DATASET:
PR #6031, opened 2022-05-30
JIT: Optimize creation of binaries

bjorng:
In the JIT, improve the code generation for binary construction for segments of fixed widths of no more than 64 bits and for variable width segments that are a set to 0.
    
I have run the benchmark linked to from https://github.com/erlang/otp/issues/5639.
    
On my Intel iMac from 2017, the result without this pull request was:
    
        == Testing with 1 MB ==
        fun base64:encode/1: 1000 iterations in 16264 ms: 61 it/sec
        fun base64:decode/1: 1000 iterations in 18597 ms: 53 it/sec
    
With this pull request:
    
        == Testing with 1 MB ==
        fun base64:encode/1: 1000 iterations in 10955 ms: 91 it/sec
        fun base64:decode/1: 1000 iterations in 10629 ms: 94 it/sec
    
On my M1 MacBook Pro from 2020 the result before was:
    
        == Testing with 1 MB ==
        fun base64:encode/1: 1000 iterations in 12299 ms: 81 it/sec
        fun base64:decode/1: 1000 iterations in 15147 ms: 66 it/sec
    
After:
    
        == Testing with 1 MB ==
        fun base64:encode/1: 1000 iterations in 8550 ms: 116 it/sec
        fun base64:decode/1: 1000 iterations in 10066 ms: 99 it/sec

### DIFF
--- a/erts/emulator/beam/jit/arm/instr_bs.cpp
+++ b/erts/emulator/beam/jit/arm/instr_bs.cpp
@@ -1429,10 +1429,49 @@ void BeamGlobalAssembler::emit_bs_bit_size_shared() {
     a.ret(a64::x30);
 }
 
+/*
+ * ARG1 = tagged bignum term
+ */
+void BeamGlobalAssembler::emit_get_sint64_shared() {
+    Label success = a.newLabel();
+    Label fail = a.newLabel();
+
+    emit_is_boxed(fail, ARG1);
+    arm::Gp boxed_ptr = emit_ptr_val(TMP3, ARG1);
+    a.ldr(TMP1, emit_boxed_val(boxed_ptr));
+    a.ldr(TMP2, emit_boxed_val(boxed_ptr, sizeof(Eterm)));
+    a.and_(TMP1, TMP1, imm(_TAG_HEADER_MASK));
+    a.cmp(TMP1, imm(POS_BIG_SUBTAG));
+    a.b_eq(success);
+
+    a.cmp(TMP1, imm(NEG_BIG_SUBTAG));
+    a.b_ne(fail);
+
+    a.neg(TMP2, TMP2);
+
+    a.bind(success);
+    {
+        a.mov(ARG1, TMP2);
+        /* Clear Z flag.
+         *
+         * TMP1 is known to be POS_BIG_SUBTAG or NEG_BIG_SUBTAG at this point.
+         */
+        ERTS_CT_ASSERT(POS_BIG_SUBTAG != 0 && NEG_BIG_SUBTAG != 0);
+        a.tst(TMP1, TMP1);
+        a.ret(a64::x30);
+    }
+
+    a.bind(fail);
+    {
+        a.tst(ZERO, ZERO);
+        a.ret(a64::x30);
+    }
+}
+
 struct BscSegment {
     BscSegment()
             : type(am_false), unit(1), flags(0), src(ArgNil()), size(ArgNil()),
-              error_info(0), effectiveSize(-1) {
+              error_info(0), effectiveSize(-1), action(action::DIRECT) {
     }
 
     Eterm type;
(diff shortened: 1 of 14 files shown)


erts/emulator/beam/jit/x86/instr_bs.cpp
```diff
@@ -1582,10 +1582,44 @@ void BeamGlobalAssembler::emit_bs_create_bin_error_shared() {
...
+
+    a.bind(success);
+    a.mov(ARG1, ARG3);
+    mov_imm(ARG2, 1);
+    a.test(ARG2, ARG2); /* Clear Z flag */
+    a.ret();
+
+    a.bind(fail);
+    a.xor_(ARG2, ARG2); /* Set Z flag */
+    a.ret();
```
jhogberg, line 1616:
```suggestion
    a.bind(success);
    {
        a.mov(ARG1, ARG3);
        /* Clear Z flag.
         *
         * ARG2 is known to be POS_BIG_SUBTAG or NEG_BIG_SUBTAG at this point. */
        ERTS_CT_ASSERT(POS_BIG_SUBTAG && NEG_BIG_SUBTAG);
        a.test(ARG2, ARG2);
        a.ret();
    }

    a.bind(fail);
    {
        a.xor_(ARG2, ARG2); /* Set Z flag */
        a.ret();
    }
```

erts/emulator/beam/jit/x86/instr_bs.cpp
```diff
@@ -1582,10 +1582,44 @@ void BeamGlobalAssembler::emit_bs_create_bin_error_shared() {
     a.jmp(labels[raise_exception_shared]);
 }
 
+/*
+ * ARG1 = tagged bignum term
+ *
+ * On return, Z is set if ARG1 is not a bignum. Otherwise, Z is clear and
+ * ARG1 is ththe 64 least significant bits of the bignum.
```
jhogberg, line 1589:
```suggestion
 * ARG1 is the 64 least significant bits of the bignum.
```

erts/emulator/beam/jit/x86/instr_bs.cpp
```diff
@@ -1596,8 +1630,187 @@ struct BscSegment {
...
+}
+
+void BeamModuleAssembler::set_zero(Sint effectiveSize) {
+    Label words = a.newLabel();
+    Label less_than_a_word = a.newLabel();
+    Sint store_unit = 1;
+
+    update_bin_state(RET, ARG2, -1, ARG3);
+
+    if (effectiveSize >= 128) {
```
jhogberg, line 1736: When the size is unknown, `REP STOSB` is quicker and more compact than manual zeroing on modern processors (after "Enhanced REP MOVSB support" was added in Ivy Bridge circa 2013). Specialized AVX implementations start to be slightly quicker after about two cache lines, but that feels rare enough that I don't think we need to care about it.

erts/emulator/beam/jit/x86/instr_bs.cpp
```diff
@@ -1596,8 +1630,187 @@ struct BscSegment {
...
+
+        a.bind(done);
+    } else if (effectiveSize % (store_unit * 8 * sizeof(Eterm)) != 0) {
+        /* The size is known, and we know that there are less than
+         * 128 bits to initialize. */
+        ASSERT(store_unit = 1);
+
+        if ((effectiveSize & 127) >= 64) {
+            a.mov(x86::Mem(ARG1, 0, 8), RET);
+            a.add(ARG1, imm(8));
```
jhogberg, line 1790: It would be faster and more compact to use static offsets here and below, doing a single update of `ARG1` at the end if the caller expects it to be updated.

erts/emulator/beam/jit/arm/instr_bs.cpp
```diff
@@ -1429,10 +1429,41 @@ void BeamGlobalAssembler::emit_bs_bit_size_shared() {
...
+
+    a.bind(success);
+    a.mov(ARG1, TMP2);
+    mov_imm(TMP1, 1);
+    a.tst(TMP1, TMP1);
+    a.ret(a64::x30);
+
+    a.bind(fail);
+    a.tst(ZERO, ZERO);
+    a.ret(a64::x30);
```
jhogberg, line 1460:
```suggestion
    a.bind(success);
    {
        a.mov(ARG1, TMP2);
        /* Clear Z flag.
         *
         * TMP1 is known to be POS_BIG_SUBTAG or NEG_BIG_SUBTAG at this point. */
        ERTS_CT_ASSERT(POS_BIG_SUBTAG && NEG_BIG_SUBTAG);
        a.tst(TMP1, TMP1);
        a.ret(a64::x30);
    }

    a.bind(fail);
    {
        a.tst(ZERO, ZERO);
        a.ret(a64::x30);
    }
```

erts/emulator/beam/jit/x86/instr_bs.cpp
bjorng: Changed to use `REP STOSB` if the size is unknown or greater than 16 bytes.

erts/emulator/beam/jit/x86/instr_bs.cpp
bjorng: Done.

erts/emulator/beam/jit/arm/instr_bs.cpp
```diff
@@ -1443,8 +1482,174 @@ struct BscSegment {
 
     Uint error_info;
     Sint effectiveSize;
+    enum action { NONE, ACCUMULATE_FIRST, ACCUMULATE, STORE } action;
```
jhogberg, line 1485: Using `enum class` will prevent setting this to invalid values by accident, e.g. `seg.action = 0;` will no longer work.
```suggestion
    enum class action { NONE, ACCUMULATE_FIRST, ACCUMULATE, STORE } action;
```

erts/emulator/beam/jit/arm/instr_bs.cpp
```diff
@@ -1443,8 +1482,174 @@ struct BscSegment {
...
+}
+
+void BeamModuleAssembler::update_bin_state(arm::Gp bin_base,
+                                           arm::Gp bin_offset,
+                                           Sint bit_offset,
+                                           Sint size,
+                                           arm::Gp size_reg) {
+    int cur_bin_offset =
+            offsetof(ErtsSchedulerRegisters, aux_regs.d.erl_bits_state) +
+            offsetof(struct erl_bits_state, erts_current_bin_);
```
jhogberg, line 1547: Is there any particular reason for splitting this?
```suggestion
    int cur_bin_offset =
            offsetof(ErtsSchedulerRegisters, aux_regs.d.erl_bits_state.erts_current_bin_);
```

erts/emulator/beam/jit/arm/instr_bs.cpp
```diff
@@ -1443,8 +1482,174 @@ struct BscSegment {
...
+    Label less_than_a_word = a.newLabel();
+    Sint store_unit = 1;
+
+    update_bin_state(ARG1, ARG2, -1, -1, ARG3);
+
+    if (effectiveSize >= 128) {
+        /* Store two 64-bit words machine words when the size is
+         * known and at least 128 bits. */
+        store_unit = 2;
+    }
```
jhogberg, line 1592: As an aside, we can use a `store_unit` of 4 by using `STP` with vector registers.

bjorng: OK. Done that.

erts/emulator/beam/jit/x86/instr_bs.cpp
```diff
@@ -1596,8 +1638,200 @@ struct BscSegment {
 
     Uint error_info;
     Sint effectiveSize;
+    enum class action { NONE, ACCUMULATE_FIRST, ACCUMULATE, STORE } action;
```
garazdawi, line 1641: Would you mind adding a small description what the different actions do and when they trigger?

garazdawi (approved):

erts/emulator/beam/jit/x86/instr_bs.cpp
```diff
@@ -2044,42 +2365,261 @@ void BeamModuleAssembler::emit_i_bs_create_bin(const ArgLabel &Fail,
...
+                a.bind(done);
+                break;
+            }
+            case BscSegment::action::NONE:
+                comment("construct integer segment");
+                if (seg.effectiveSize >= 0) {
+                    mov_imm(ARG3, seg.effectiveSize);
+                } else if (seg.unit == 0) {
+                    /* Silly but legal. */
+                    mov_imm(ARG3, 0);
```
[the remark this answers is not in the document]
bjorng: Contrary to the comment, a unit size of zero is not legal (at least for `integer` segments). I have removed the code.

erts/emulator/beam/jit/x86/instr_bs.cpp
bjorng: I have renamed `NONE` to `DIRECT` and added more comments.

EXERCISE OBJECTIVE:
Looking at the material above, count the lines containing the string "integer" and reply with the count alone.

TASK SOLUTION:
2